Üvey kardeşim Bilanca ile beraber mantıklı hareketler yapma kararları içerisinde kampın girişine gitmeye karar verdik. Ben manyak olabilirdim ama güvenliğimi hep düşünürdüm, her ne kadar hiçbir işe yaramasa da...
Beraber girişin oralara gelince durdum. "Eee D.Mc, nasıl gidiyor bu hayat?" diye gülerek konuşmaya başladım. Darcy gülüp bana döndü. "İyiyim. Sen de iyisin belli ki. Baksana son görüşmemizden bu yana yüzünde güller açıyor." dedi. "Ah annemin kızıyım ne de olsa. Açsın güller." dedim ve ekledim. "Hem geçen görüşmemizden beni ağlatmıştın, şimdi gülmek hakkım değil mi McQ?" dedim.
"Danny!" dedi Bilanca. Gülümseyerek. "Seni tanımasam bu lakaplara kızdığını düşünürdüm D.B.D." dedim onu aldırmadan. Ona saçma lakaplar takmayı seviyordum.

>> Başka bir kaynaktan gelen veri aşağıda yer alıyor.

PR #25030, opened 2026-01-29
feat(editor): Add dynamic templates experiment (no-changelog)

scdekov:
## Summary

As part of https://www.notion.so/n8n/Dynamic-templates-API-2f55b6e0c94f80bd9b97c01ed33e21fa?source=copy_link

Fetch the templates that we show on the empty screen from a new service where they're more dynamically configured. As a next step we'll be updating this request to include user parameters which can be used to pick specific templates based on them.

TODO: make sure that the templates service url is finalized before merging this

https://linear.app/n8n/issue/ADO-4709/spike-api-to-return-a-list-of-templates

## Review / Merge checklist

- [ ] Tests included. 

### DIFF
--- a/packages/cli/src/controllers/dynamic-templates.controller.ts
+++ b/packages/cli/src/controllers/dynamic-templates.controller.ts
@@ -1,0 +1,20 @@
+import type { AuthenticatedRequest } from '@n8n/db';
+import { Get, RestController } from '@n8n/decorators';
+
+import { InternalServerError } from '@/errors/response-errors/internal-server.error';
+import { DynamicTemplatesService } from '@/services/dynamic-templates.service';
+
+@RestController('/dynamic-templates')
+export class DynamicTemplatesController {
+	constructor(private readonly dynamicTemplatesService: DynamicTemplatesService) {}
+
+	@Get('/')
+	async getRecommendedTemplates(_req: AuthenticatedRequest) {
+		try {
+			const templates = await this.dynamicTemplatesService.fetchDynamicTemplates();
+			return { templates };
+		} catch {
+			throw new InternalServerError('Failed to fetch dynamic templates');
+		}
+	}
+}
--- a/packages/cli/src/controllers/dynamic-templates.controller.ts
+++ b/packages/cli/src/controllers/dynamic-templates.controller.ts
@@ -9,7 +9,7 @@ export class DynamicTemplatesController {
 	constructor(private readonly dynamicTemplatesService: DynamicTemplatesService) {}
 
 	@Get('/')
-	async getRecommendedTemplates(_req: AuthenticatedRequest) {
+	async get(_req: AuthenticatedRequest) {
 		try {
 			const templates = await this.dynamicTemplatesService.fetchDynamicTemplates();
 			return { templates };
--- a/packages/cli/src/services/dynamic-templates.service.ts
+++ b/packages/cli/src/services/dynamic-templates.service.ts
@@ -1,0 +1,26 @@
+import { Logger } from '@n8n/backend-common';
+import { Service } from '@n8n/di';
+import axios from 'axios';
+
+export const DYNAMIC_TEMPLATES_URL = 'https://dynamic-templates.n8n.io/templates';
+export const REQUEST_TIMEOUT_MS = 5000;
+
+type DynamicTemplate = Record<string, unknown>;
+
+@Service()
+export class DynamicTemplatesService {
+	constructor(private readonly logger: Logger) {}
+
+	async fetchDynamicTemplates(): Promise<DynamicTemplate[]> {
+		try {
+			const response = await axios.get<{ templates: DynamicTemplate[] }>(DYNAMIC_TEMPLATES_URL, {
+				headers: { 'Content-Type': 'application/json' },
+				timeout: REQUEST_TIMEOUT_MS,
+			});
+			return response.data.templates;
+		} catch (error) {
+			this.logger.error('Error fetching dynamic templates', { error });
+			throw error;
+		}
+	}
+}
--- a/packages/cli/src/services/dynamic-templates.service.ts
+++ b/packages/cli/src/services/dynamic-templates.service.ts
@@ -15,6 +15,9 @@ export class DynamicTemplatesService {
 	) {}
 
 	async fetchDynamicTemplates(): Promise<DynamicTemplate[]> {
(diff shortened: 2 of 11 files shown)


packages/cli/src/services/dynamic-templates.service.ts
```diff
@@ -0,0 +1,26 @@
+import { Logger } from '@n8n/backend-common';
+import { Service } from '@n8n/di';
+import axios from 'axios';
+
+export const DYNAMIC_TEMPLATES_URL = 'https://dynamic-templates.n8n.io/templates';
```
RicardoE105: We should set this via env variables.

packages/cli/src/services/dynamic-templates.service.ts
```diff
@@ -0,0 +1,26 @@
...
+
+type DynamicTemplate = Record<string, unknown>;
+
+@Service()
+export class DynamicTemplatesService {
+	constructor(private readonly logger: Logger) {}
+
+	async fetchDynamicTemplates(): Promise<DynamicTemplate[]> {
+		try {
+			const response = await axios.get<{ templates: DynamicTemplate[] }>(DYNAMIC_TEMPLATES_URL, {
```
RicardoE105: Maybe we could also set the default retry mechanism

packages/frontend/editor-ui/src/features/workflows/templates/recommendations/recommendedTemplates.store.ts
```diff
@@ -1,12 +1,15 @@
...
 import templateIds from './data/recommendedTemplateIds.json';
 import { useSettingsStore } from '@/app/stores/settings.store';
 import { useNodeTypesStore } from '@/app/stores/nodeTypes.store';
+import { usePostHog } from '@/app/stores/posthog.store';
+import { useRootStore } from '@n8n/stores/useRootStore';
 import type { ITemplatesWorkflowFull } from '@n8n/rest-api-client';
 import sampleSize from 'lodash/sampleSize';
+import { getDynamicRecommendedTemplates } from './dynamicTemplates.api';
 
 export const NUMBER_OF_TEMPLATES = 6;
```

Çünkü o sinir olurdu. "Bu arada sen bana Danny mi didin?" dedim sorgulayan bakışlarla. Kısa bir kahkaha atıp "Niye beğenmedin mi Danny?" dedi. Ardından da ekledi. "Daniels'dan." Onun bu gıcık bakışına sinir olmuştum. "Peki öyleyse D.Mc!" dedim bozuntuya vermeden. Şimdi ilerlemeye başlamıştık. "Kamp hayatı nasıl?" diye sordum tekrar. Şimdi yüzümü D.Mc'e dönüp yürümeye başlamıştım. Yani yürüdüğüm tarafa bakmadan yürüyordum. Bir an arkamda sıcak bir soluk hissettim, ardından sert bir şeye çarptım.
Gözlerimi kırpıp D. ye baktım. Tokası yanıp duruyordu. Tehlikede olduğumuzu ikimizde anlamıştık onun sayesinde. Nedenini bilmeden elimde tuttuğum çantaya iyice yapıştım. Sonra bunun saçma bir fikir olduğuna karar verip yavaş adımlarla Bilanca'ya doğru ilerledim. Kafamı kaldırıp karşıma bakınca çarptığımın bir minator olduğunu gördüm. Büyüklerinden hemde.
Hemen B'yi öne itip "Onun eti benimkinden daha güzeldir. Hem.. Hem onun kemikleri kırılırken daha güzel ses çıkarıyormuş diye duydum!" dedim şiddetle. Bilanca bana şiddet içeren bir bakış attıktan sonra zoraki bir gülümseme ile baktım minatora.